#### Data:
________

Issue #146, opened 2019-02-26
SETTINGS_HEADER_TABLE_SIZE validation?


cjyclaire:
while there is configuration option for `:settings_header_table_size` https://github.com/igrigorik/http-2/blob/70a8a2eed17091e311322f28a7378bba744ad2a6/lib/http/2/connection.rb#L13

there is no validation upon it for coming frames
https://github.com/igrigorik/http-2/blob/70a8a2eed17091e311322f28a7378bba744ad2a6/lib/http/2/connection.rb#L580

May we have validation on coming frames `:settings_header_table_size` value be lower or equal to the limit set by the SETTINGS_HEADER_TABLE_SIZE parameter?

https://http2.github.io/http2-spec/compression.html#encoding.context.update

HoneyryderChuck:
closing this, as it's fixed in 1.0.0 . The patch is [a bit more involved than the linked one](https://github.com/igrigorik/http-2/blob/main/lib/http/2/header/encoding_context.rb#L157-L166).

PR #147, opened 2019-02-28
Add validation to dynamic header table update

cjyclaire:
addressing #146 
https://http2.github.io/http2-spec/compression.html#encoding.context.update

### DIFF
--- a/lib/http/2/compressor.rb
+++ b/lib/http/2/compressor.rb
@@ -146,6 +146,9 @@ module HTTP2
 
         case cmd[:type]
         when :changetablesize
+          if cmd[:value] > @limit
+            fail ProtocolError, 'dynamic table size update exceed limit'
+          end
           self.table_size = cmd[:value]
 
         when :indexed
--- a/lib/http/2/compressor.rb
+++ b/lib/http/2/compressor.rb
@@ -103,7 +103,6 @@ module HTTP2
         @table = []
         @options = default_options.merge(options)
         @limit = @options[:table_size]
-        @dynamic_table_size_update_limit = options[:settings_header_table_size] || 4096
       end
 
       # Duplicates current compression context
@@ -147,7 +146,7 @@ module HTTP2
 
         case cmd[:type]
         when :changetablesize
-          if cmd[:value] > @dynamic_table_size_update_limit
+          if cmd[:value] > @limit
             fail ProtocolError, 'dynamic table size update exceed limit'
           end
           self.table_size = cmd[:value]
@@ -472,10 +471,6 @@ module HTTP2
       # @param options [Hash] decoding options.  Only :table_size is effective.
       def initialize(**options)
         @cc = EncodingContext.new(options)
-      end
-
-      def dynamic_table_size_update_limit=(size)
-        @cc.dynamic_table_size_update_limit = size
       end
 
       # Set dynamic table size in EncodingContext
--- a/lib/http/2/compressor.rb
+++ b/lib/http/2/compressor.rb
@@ -147,7 +147,7 @@ module HTTP2
         case cmd[:type]
         when :changetablesize
           if cmd[:value] > @limit
-            fail ProtocolError, 'dynamic table size update exceed limit'
+            fail CompressionError, 'dynamic table size update exceed limit'
           end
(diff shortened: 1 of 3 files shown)


cjyclaire:
Hmmm might need to rework on this, I need to make sure the checking with the limit set from : SETTINGS_HEADER_TABLE_SIZE

cjyclaire:
might add more docs later, review ready

lib/http/2/compressor.rb
```diff
@@ -103,6 +103,7 @@ def initialize(**options)
         @table = []
         @options = default_options.merge(options)
         @limit = @options[:table_size]
+        @dynamic_table_size_update_limit = options[:settings_header_table_size] || 4096
```
igrigorik: Why do we need this if @limit is already tracking this?

lib/http/2/compressor.rb
```diff
@@ -146,6 +147,9 @@ def process(cmd)
 
         case cmd[:type]
         when :changetablesize
+          if cmd[:value] > @dynamic_table_size_update_limit
```
igrigorik: Same as above, why can't we use @limit?

lib/http/2/compressor.rb
```diff
@@ -470,6 +474,10 @@ def initialize(**options)
         @cc = EncodingContext.new(options)
       end
 
+      def dynamic_table_size_update_limit=(size)
```
igrigorik: Is this necessary if we're using @limit?

lib/http/2/compressor.rb
cjyclaire: my bad, I confused myself originally, then I realized it was set properly for the limit already

cjyclaire:
@igrigorik  Thanks for the review! I simplified the diff and made sure rubycop passed, mind take a second look?  : D (through jruby is failing still but not related to the changes I made ...)

Apologies, I confused my self originally that why I made it complicated first, I read the spec section again and double check the code base, @limit does satisfied the need already.

lib/http/2/compressor.rb
```diff
@@ -146,6 +146,9 @@ def process(cmd)
 
         case cmd[:type]
         when :changetablesize
+          if cmd[:value] > @limit
+            fail ProtocolError, 'dynamic table size update exceed limit'
```
igrigorik: > A value that exceeds this limit MUST be treated as a decoding error.

WDYT of raising [CompressionError](https://github.com/igrigorik/http-2/blob/master/lib/http/2/error.rb#L16-L19)?

cjyclaire: Sounds good, updated in the latest commit : )

ioquatix:
I ran into this implementation while working through h2spec and my fork of this code in `protocol-hpack`, and found that this implementation seems wrong to me.

The `@limit` is related to the table size, but it's adjusted to be smaller if table size is changed. This doesn't seem right, in my implementation I'm changing `@limit` => `@table_size` and adding `@table_size_limit` which is set independently.

Just FYI.

ioquatix:
I've been playing around with this a bit more, in order to try and be compliant with RFC, but I don't completely understand how we should handle settings relating to table size.

>    SETTINGS_HEADER_TABLE_SIZE (0x1):  Allows the sender to inform the
>       remote endpoint of the maximum size of the header compression
>       table used to decode header blocks, in octets.  The encoder can
>       select any size equal to or less than this value by using
>       signaling specific to the header compression format inside a
>       header block (see [COMPRESSION]).  The initial value is 4,096
>       octets.

So, if we receive this on the server, when we encode headers (e.g. for response headers), we should limit the dynamic table to the specified size?

ioquatix:
Okay, so I found a potential problem with the implementation.

Essentially, if you change the table size, you need to emit the right `:change_table_size` command. But right now the implementation doesn't appear to do it. So, I implemented it.

https://github.com/socketry/protocol-hpack/commit/51879fbea2ea205aba3fed59072a94acaca04d49

It was pretty straight forward to add once I understood how it was supposed to be used. My implementation is pretty naive, it just changes the table size to the maximum the client allows. I assume this is resource intensive.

________

#### Problem statement:
Restate every line of the data word for word.

#### Result for this task:
Issue #146, opened 2019-02-26
SETTINGS_HEADER_TABLE_SIZE validation?


cjyclaire:
while there is configuration option for `:settings_header_table_size` https://github.com/igrigorik/http-2/blob/70a8a2eed17091e311322f28a7378bba744ad2a6/lib/http/2/connection.rb#L13

there is no validation upon it for coming frames
https://github.com/igrigorik/http-2/blob/70a8a2eed17091e311322f28a7378bba744ad2a6/lib/http/2/connection.rb#L580

May we have validation on coming frames `:settings_header_table_size` value be lower or equal to the limit set by the SETTINGS_HEADER_TABLE_SIZE parameter?

https://http2.github.io/http2-spec/compression.html#encoding.context.update

HoneyryderChuck:
closing this, as it's fixed in 1.0.0 . The patch is [a bit more involved than the linked one](https://github.com/igrigorik/http-2/blob/main/lib/http/2/header/encoding_context.rb#L157-L166).

PR #147, opened 2019-02-28
Add validation to dynamic header table update

cjyclaire:
addressing #146 
https://http2.github.io/http2-spec/compression.html#encoding.context.update

### DIFF
--- a/lib/http/2/compressor.rb
+++ b/lib/http/2/compressor.rb
@@ -146,6 +146,9 @@ module HTTP2
 
         case cmd[:type]
         when :changetablesize
+          if cmd[:value] > @limit
+            fail ProtocolError, 'dynamic table size update exceed limit'
+          end
           self.table_size = cmd[:value]
 
         when :indexed
--- a/lib/http/2/compressor.rb
+++ b/lib/http/2/compressor.rb
@@ -103,7 +103,6 @@ module HTTP2
         @table = []
         @options = default_options.merge(options)
         @limit = @options[:table_size]
-        @dynamic_table_size_update_limit = options[:settings_header_table_size] || 4096
       end
 
       # Duplicates current compression context
@@ -147,7 +146,7 @@ module HTTP2
 
         case cmd[:type]
         when :changetablesize
-          if cmd[:value] > @dynamic_table_size_update_limit
+          if cmd[:value] > @limit
             fail ProtocolError, 'dynamic table size update exceed limit'
           end
           self.table_size = cmd[:value]
@@ -472,10 +471,6 @@ module HTTP2
       # @param options [Hash] decoding options.  Only :table_size is effective.
       def initialize(**options)
         @cc = EncodingContext.new(options)
-      end
-
-      def dynamic_table_size_update_limit=(size)
-        @cc.dynamic_table_size_update_limit = size
       end
 
       # Set dynamic table size in EncodingContext
--- a/lib/http/2/compressor.rb
+++ b/lib/http/2/compressor.rb
@@ -147,7 +147,7 @@ module HTTP2
         case cmd[:type]
         when :changetablesize
           if cmd[:value] > @limit
-            fail ProtocolError, 'dynamic table size update exceed limit'
+            fail CompressionError, 'dynamic table size update exceed limit'
           end
(diff shortened: 1 of 3 files shown)


cjyclaire:
Hmmm might need to rework on this, I need to make sure the checking with the limit set from : SETTINGS_HEADER_TABLE_SIZE

cjyclaire:
might add more docs later, review ready

lib/http/2/compressor.rb
```diff
@@ -103,6 +103,7 @@ def initialize(**options)
         @table = []
         @options = default_options.merge(options)
         @limit = @options[:table_size]
+        @dynamic_table_size_update_limit = options[:settings_header_table_size] || 4096
```
igrigorik: Why do we need this if @limit is already tracking this?

lib/http/2/compressor.rb
```diff
@@ -146,6 +147,9 @@ def process(cmd)
 
         case cmd[:type]
         when :changetablesize
+          if cmd[:value] > @dynamic_table_size_update_limit
```
igrigorik: Same as above, why can't we use @limit?

lib/http/2/compressor.rb
```diff
@@ -470,6 +474,10 @@ def initialize(**options)
         @cc = EncodingContext.new(options)
       end
 
+      def dynamic_table_size_update_limit=(size)
```
igrigorik: Is this necessary if we're using @limit?

lib/http/2/compressor.rb
cjyclaire: my bad, I confused myself originally, then I realized it was set properly for the limit already

cjyclaire:
@igrigorik  Thanks for the review! I simplified the diff and made sure rubycop passed, mind take a second look?  : D (through jruby is failing still but not related to the changes I made ...)

Apologies, I confused my self originally that why I made it complicated first, I read the spec section again and double check the code base, @limit does satisfied the need already.

lib/http/2/compressor.rb
```diff
@@ -146,6 +146,9 @@ def process(cmd)
 
         case cmd[:type]
         when :changetablesize
+          if cmd[:value] > @limit
+            fail ProtocolError, 'dynamic table size update exceed limit'
```
igrigorik: > A value that exceeds this limit MUST be treated as a decoding error.

WDYT of raising [CompressionError](https://github.com/igrigorik/http-2/blob/master/lib/http/2/error.rb#L16-L19)?

cjyclaire: Sounds good, updated in the latest commit : )

ioquatix:
I ran into this implementation while working through h2spec and my fork of this code in `protocol-hpack`, and found that this implementation seems wrong to me.

The `@limit` is related to the table size, but it's adjusted to be smaller if table size is changed. This doesn't seem right, in my implementation I'm changing `@limit` => `@table_size` and adding `@table_size_limit` which is set independently.

Just FYI.

ioquatix:
I've been playing around with this a bit more, in order to try and be compliant with RFC, but I don't completely understand how we should handle settings relating to table size.

>    SETTINGS_HEADER_TABLE_SIZE (0x1):  Allows the sender to inform the
>       remote endpoint of the maximum size of the header compression
>       table used to decode header blocks, in octets.  The encoder can
>       select any size equal to or less than this value by using
>       signaling specific to the header compression format inside a
>       header block (see [COMPRESSION]).  The initial value is 4,096
>       octets.

So, if we receive this on the server, when we encode headers (e.g. for response headers), we should limit the dynamic table to the specified size?

ioquatix:
Okay, so I found a potential problem with the implementation.

Essentially, if you change the table size, you need to emit the right `:change_table_size` command. But right now the implementation doesn't appear to do it. So, I implemented it.

https://github.com/socketry/protocol-hpack/commit/51879fbea2ea205aba3fed59072a94acaca04d49

It was pretty straight forward to add once I understood how it was supposed to be used. My implementation is pretty naive, it just changes the table size to the maximum the client allows. I assume this is resource intensive.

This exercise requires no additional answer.